_Task material_
======
PR #299, opened 2025-07-02
CsrfCounterMeasure: accept Sec-Fetch-Site header, if available, instead of token

Al2Klimov:
This is especially useful if the session and token change suddenly, e.g. due to mod_auth_openidc.

refs https://github.com/Icinga/icingaweb2/issues/5224

### DIFF
--- a/src/Common/CsrfCounterMeasure.php
+++ b/src/Common/CsrfCounterMeasure.php
@@ -26,6 +26,12 @@ trait CsrfCounterMeasure
             'ignore'        => true,
             'required'      => true,
             'validators'    => ['Callback' => function ($token) use ($uniqueId, $hashAlgo) {
+                switch ($_SERVER['HTTP_SEC_FETCH_SITE'] ?? '') {
+                    case 'same-origin': // same scheme, host and port
+                    case 'none': // a user-originated operation
+                        return true;
+                }
+
                 if (empty($token) || strpos($token, '|') === false) {
                     throw new Error('Invalid CSRF token provided');
                 }
--- a/src/Common/CsrfCounterMeasure.php
+++ b/src/Common/CsrfCounterMeasure.php
@@ -41,14 +41,35 @@ trait CsrfCounterMeasure
     /**
      * Create a form element to countermeasure CSRF attacks
      *
+     * If the {@see requestIsSafe()} check concludes the request is safe, returns a dummy element that accepts any
+     * value. If it concludes the request is unsafe, throws an {@see Error}. If the check is inconclusive (legacy
+     * browser), creates a token-based CSRF element validated against $uniqueId.
+     *
      * @param string $uniqueId A unique ID that persists through different requests
      *
      * @return FormElement
+     *
+     * @throws Error If {@see requestIsSafe()} returns false
      *
      * @deprecated Use {@see addCsrfCounterMeasure()} instead
      */
     protected function createCsrfCounterMeasure($uniqueId)
     {
+        $requestIsSafe = $this->requestIsSafe();
+
+        if ($requestIsSafe !== null) {
+            if (! $requestIsSafe) {
+                throw new Error('Rejecting cross-site request');
+            }
+
+            return new HiddenElement('CSRFToken', [
+                'ignore'     => true,
+                'validators' => ['Callback' => function () {
+                    return true;
+                }]
+            ]);
+        }
+
         $hashAlgo = in_array('sha3-256', hash_algos(), true) ? 'sha3-256' : 'sha256';
 
         $seed = random_bytes(16);
@@ -107,5 +128,24 @@ trait CsrfCounterMeasure
         }
 
         $this->addElement($this->createCsrfCounterMeasure($uniqueId ?? $this->csrfCounterMeasureId));
+    }
+
+    /**
+     * Get whether the request is safe from CSRF based on the Sec-Fetch-Site header
+     *
+     * Returns true if the header indicates a same-origin request or a user-originated operation (e.g. typing a URL),
+     * both of which cannot be forged by a cross-site attacker. Returns null if the header is absent,
+     * in which case a CSRF token must be validated. False indicates a cross-site request.
+     *
+     * @return ?bool
+     */
+    protected function requestIsSafe(): ?bool
+    {
+        return match ($_SERVER['HTTP_SEC_FETCH_SITE'] ?? null) {
+            'same-origin' => true, // same scheme, host and port
+            'none'        => true, // a user-originated operation
+            null          => null, // legacy browser without Sec-Fetch-Site support
+            default       => false,
+        };
     }
 }
--- a/tests/Common/CsrfCounterMeasureTest.php
+++ b/tests/Common/CsrfCounterMeasureTest.php
@@ -8,14 +8,28 @@ use ipl\Html\Form;
 use ipl\Html\FormElement\HiddenElement;
 use ipl\Tests\Web\TestCase;
 use ipl\Web\Common\CsrfCounterMeasure;
+use PHPUnit\Framework\Attributes\DataProvider;
 
 class CsrfCounterMeasureTest extends TestCase
 {
+    protected function setUp(): void
+    {
+        parent::setUp();
+        unset($_SERVER['HTTP_SEC_FETCH_SITE']);
+    }
+
+    protected function tearDown(): void
+    {
+        parent::tearDown();
+        unset($_SERVER['HTTP_SEC_FETCH_SITE']);
+    }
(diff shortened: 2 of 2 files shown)


sukhwinder33445 (approved):

src/Common/CsrfCounterMeasure.php
```diff
@@ -108,4 +112,13 @@ protected function addCsrfCounterMeasure(?string $uniqueId = null): void
 
         $this->addElement($this->createCsrfCounterMeasure($uniqueId ?? $this->csrfCounterMeasureId));
     }
+
+    protected function requestIsSafe(): bool
```
TheSyscall: Missing docstring

src/Common/CsrfCounterMeasure.php
```diff
@@ -72,6 +72,10 @@ protected function createCsrfCounterMeasure($uniqueId)
             }]
         ];
 
+        if ($this->requestIsSafe()) {
+            unset($options['validators']);
+        }
+
```
TheSyscall: Why not include this check as part of the validator?
It should only run when the form is actually sent. `addCsrfCounterMeasure` and `createCsrfCounterMeasure` are called from within `assemble`, so with any request type.
Adding the full CSRF token with validator in every request unconditionally makes sense for consistency, even if we end up ignoring its value later.

src/Common/CsrfCounterMeasure.php
```diff
@@ -98,7 +102,7 @@ public function hasValue(): bool
      */
     protected function addCsrfCounterMeasure(?string $uniqueId = null): void
     {
-        if (! $this->csrfCounterMeasureEnabled) {
+        if (! $this->csrfCounterMeasureEnabled || $this->requestIsSafe()) {
```
TheSyscall: See above

TheSyscall (changes requested):

nilmerg (changes requested):
This misses an important point, to me. Either that or it's not documented/mentioned at all.

The token was always only a mitigation for CSRF, hence the name CSRFToken. It does **not** authenticate/authorize. So by supporting this request header, we fully trust the browser. But why is there still a token in case the header value is `same-site` or `cross-site`? Why doesn't it simply fail?

If the header is set the browser supports it and sets it reliably with every request. Or is this not guaranteed? With the header set, the initial response can decide whether a token is required or not and any subsequent request either includes the header again or a token.

There's just no reality I see that a form is being submitted *legitimately* if the header says it's not `same-origin`.

src/Common/CsrfCounterMeasure.php
Al2Klimov: That's on purpose! I want to make setting the token optional.

src/Common/CsrfCounterMeasure.php
```diff
@@ -69,8 +74,12 @@ protected function createCsrfCounterMeasure($uniqueId)
                 }
 
                 return true;
-            }]
-        ];
+            }];
+        } else if (! $requestIsSafe) {
+            $options['validators'] = ['Callback' => function () {
+                throw new Error('Rejecting cross-site request');
```
nilmerg: `createCsrfCounterMeasure` is deprecated. There's no reason to return an element in case the request isn't considered safe. Neither does `addCsrfCounterMeasure` and throws immediately.

So instead of refactoring the entire method, let it early return or throw as well.

nilmerg (changes requested):
* Please also adjust the accompanying test

Another important point to clarify:

The rationale for solely relying on this header instead of still requiring a token is that we only care about real browsers. Clients such as cURL will be able to spoof this header but in reality, they never needed to provide a token in the first place as if the route in question supports direct access like this, transmitting it as `Content-Type: application/json` does not require it anyway. Any route not supporting this still requires the user to authenticate and this then means the client needs to posess a session cookie and is able to also forge a CSRF token on its own.

src/Common/CsrfCounterMeasure.php
Al2Klimov: > instead of refactoring the entire method, let it early return

Would this be acceptable for a safe request?

```php
return new HiddenElement('CSRFToken', ['ignore' => true]);
```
======
_Exercise instructions_
Every record above has to appear again, word for word.

_Exercise solution_
PR #299, opened 2025-07-02
CsrfCounterMeasure: accept Sec-Fetch-Site header, if available, instead of token

Al2Klimov:
This is especially useful if the session and token change suddenly, e.g. due to mod_auth_openidc.

refs https://github.com/Icinga/icingaweb2/issues/5224

### DIFF
--- a/src/Common/CsrfCounterMeasure.php
+++ b/src/Common/CsrfCounterMeasure.php
@@ -26,6 +26,12 @@ trait CsrfCounterMeasure
             'ignore'        => true,
             'required'      => true,
             'validators'    => ['Callback' => function ($token) use ($uniqueId, $hashAlgo) {
+                switch ($_SERVER['HTTP_SEC_FETCH_SITE'] ?? '') {
+                    case 'same-origin': // same scheme, host and port
+                    case 'none': // a user-originated operation
+                        return true;
+                }
+
                 if (empty($token) || strpos($token, '|') === false) {
                     throw new Error('Invalid CSRF token provided');
                 }
--- a/src/Common/CsrfCounterMeasure.php
+++ b/src/Common/CsrfCounterMeasure.php
@@ -41,14 +41,35 @@ trait CsrfCounterMeasure
     /**
      * Create a form element to countermeasure CSRF attacks
      *
+     * If the {@see requestIsSafe()} check concludes the request is safe, returns a dummy element that accepts any
+     * value. If it concludes the request is unsafe, throws an {@see Error}. If the check is inconclusive (legacy
+     * browser), creates a token-based CSRF element validated against $uniqueId.
+     *
      * @param string $uniqueId A unique ID that persists through different requests
      *
      * @return FormElement
+     *
+     * @throws Error If {@see requestIsSafe()} returns false
      *
      * @deprecated Use {@see addCsrfCounterMeasure()} instead
      */
     protected function createCsrfCounterMeasure($uniqueId)
     {
+        $requestIsSafe = $this->requestIsSafe();
+
+        if ($requestIsSafe !== null) {
+            if (! $requestIsSafe) {
+                throw new Error('Rejecting cross-site request');
+            }
+
+            return new HiddenElement('CSRFToken', [
+                'ignore'     => true,
+                'validators' => ['Callback' => function () {
+                    return true;
+                }]
+            ]);
+        }
+
         $hashAlgo = in_array('sha3-256', hash_algos(), true) ? 'sha3-256' : 'sha256';
 
         $seed = random_bytes(16);
@@ -107,5 +128,24 @@ trait CsrfCounterMeasure
         }
 
         $this->addElement($this->createCsrfCounterMeasure($uniqueId ?? $this->csrfCounterMeasureId));
+    }
+
+    /**
+     * Get whether the request is safe from CSRF based on the Sec-Fetch-Site header
+     *
+     * Returns true if the header indicates a same-origin request or a user-originated operation (e.g. typing a URL),
+     * both of which cannot be forged by a cross-site attacker. Returns null if the header is absent,
+     * in which case a CSRF token must be validated. False indicates a cross-site request.
+     *
+     * @return ?bool
+     */
+    protected function requestIsSafe(): ?bool
+    {
+        return match ($_SERVER['HTTP_SEC_FETCH_SITE'] ?? null) {
+            'same-origin' => true, // same scheme, host and port
+            'none'        => true, // a user-originated operation
+            null          => null, // legacy browser without Sec-Fetch-Site support
+            default       => false,
+        };
     }
 }
--- a/tests/Common/CsrfCounterMeasureTest.php
+++ b/tests/Common/CsrfCounterMeasureTest.php
@@ -8,14 +8,28 @@ use ipl\Html\Form;
 use ipl\Html\FormElement\HiddenElement;
 use ipl\Tests\Web\TestCase;
 use ipl\Web\Common\CsrfCounterMeasure;
+use PHPUnit\Framework\Attributes\DataProvider;
 
 class CsrfCounterMeasureTest extends TestCase
 {
+    protected function setUp(): void
+    {
+        parent::setUp();
+        unset($_SERVER['HTTP_SEC_FETCH_SITE']);
+    }
+
+    protected function tearDown(): void
+    {
+        parent::tearDown();
+        unset($_SERVER['HTTP_SEC_FETCH_SITE']);
+    }
(diff shortened: 2 of 2 files shown)


sukhwinder33445 (approved):

src/Common/CsrfCounterMeasure.php
```diff
@@ -108,4 +112,13 @@ protected function addCsrfCounterMeasure(?string $uniqueId = null): void
 
         $this->addElement($this->createCsrfCounterMeasure($uniqueId ?? $this->csrfCounterMeasureId));
     }
+
+    protected function requestIsSafe(): bool
```
TheSyscall: Missing docstring

src/Common/CsrfCounterMeasure.php
```diff
@@ -72,6 +72,10 @@ protected function createCsrfCounterMeasure($uniqueId)
             }]
         ];
 
+        if ($this->requestIsSafe()) {
+            unset($options['validators']);
+        }
+
```
TheSyscall: Why not include this check as part of the validator?
It should only run when the form is actually sent. `addCsrfCounterMeasure` and `createCsrfCounterMeasure` are called from within `assemble`, so with any request type.
Adding the full CSRF token with validator in every request unconditionally makes sense for consistency, even if we end up ignoring its value later.

src/Common/CsrfCounterMeasure.php
```diff
@@ -98,7 +102,7 @@ public function hasValue(): bool
      */
     protected function addCsrfCounterMeasure(?string $uniqueId = null): void
     {
-        if (! $this->csrfCounterMeasureEnabled) {
+        if (! $this->csrfCounterMeasureEnabled || $this->requestIsSafe()) {
```
TheSyscall: See above

TheSyscall (changes requested):

nilmerg (changes requested):
This misses an important point, to me. Either that or it's not documented/mentioned at all.

The token was always only a mitigation for CSRF, hence the name CSRFToken. It does **not** authenticate/authorize. So by supporting this request header, we fully trust the browser. But why is there still a token in case the header value is `same-site` or `cross-site`? Why doesn't it simply fail?

If the header is set the browser supports it and sets it reliably with every request. Or is this not guaranteed? With the header set, the initial response can decide whether a token is required or not and any subsequent request either includes the header again or a token.

There's just no reality I see that a form is being submitted *legitimately* if the header says it's not `same-origin`.

src/Common/CsrfCounterMeasure.php
Al2Klimov: That's on purpose! I want to make setting the token optional.

src/Common/CsrfCounterMeasure.php
```diff
@@ -69,8 +74,12 @@ protected function createCsrfCounterMeasure($uniqueId)
                 }
 
                 return true;
-            }]
-        ];
+            }];
+        } else if (! $requestIsSafe) {
+            $options['validators'] = ['Callback' => function () {
+                throw new Error('Rejecting cross-site request');
```
nilmerg: `createCsrfCounterMeasure` is deprecated. There's no reason to return an element in case the request isn't considered safe. Neither does `addCsrfCounterMeasure` and throws immediately.

So instead of refactoring the entire method, let it early return or throw as well.

nilmerg (changes requested):
* Please also adjust the accompanying test

Another important point to clarify:

The rationale for solely relying on this header instead of still requiring a token is that we only care about real browsers. Clients such as cURL will be able to spoof this header but in reality, they never needed to provide a token in the first place as if the route in question supports direct access like this, transmitting it as `Content-Type: application/json` does not require it anyway. Any route not supporting this still requires the user to authenticate and this then means the client needs to posess a session cookie and is able to also forge a CSRF token on its own.

src/Common/CsrfCounterMeasure.php
Al2Klimov: > instead of refactoring the entire method, let it early return

Would this be acceptable for a safe request?

```php
return new HiddenElement('CSRFToken', ['ignore' => true]);
```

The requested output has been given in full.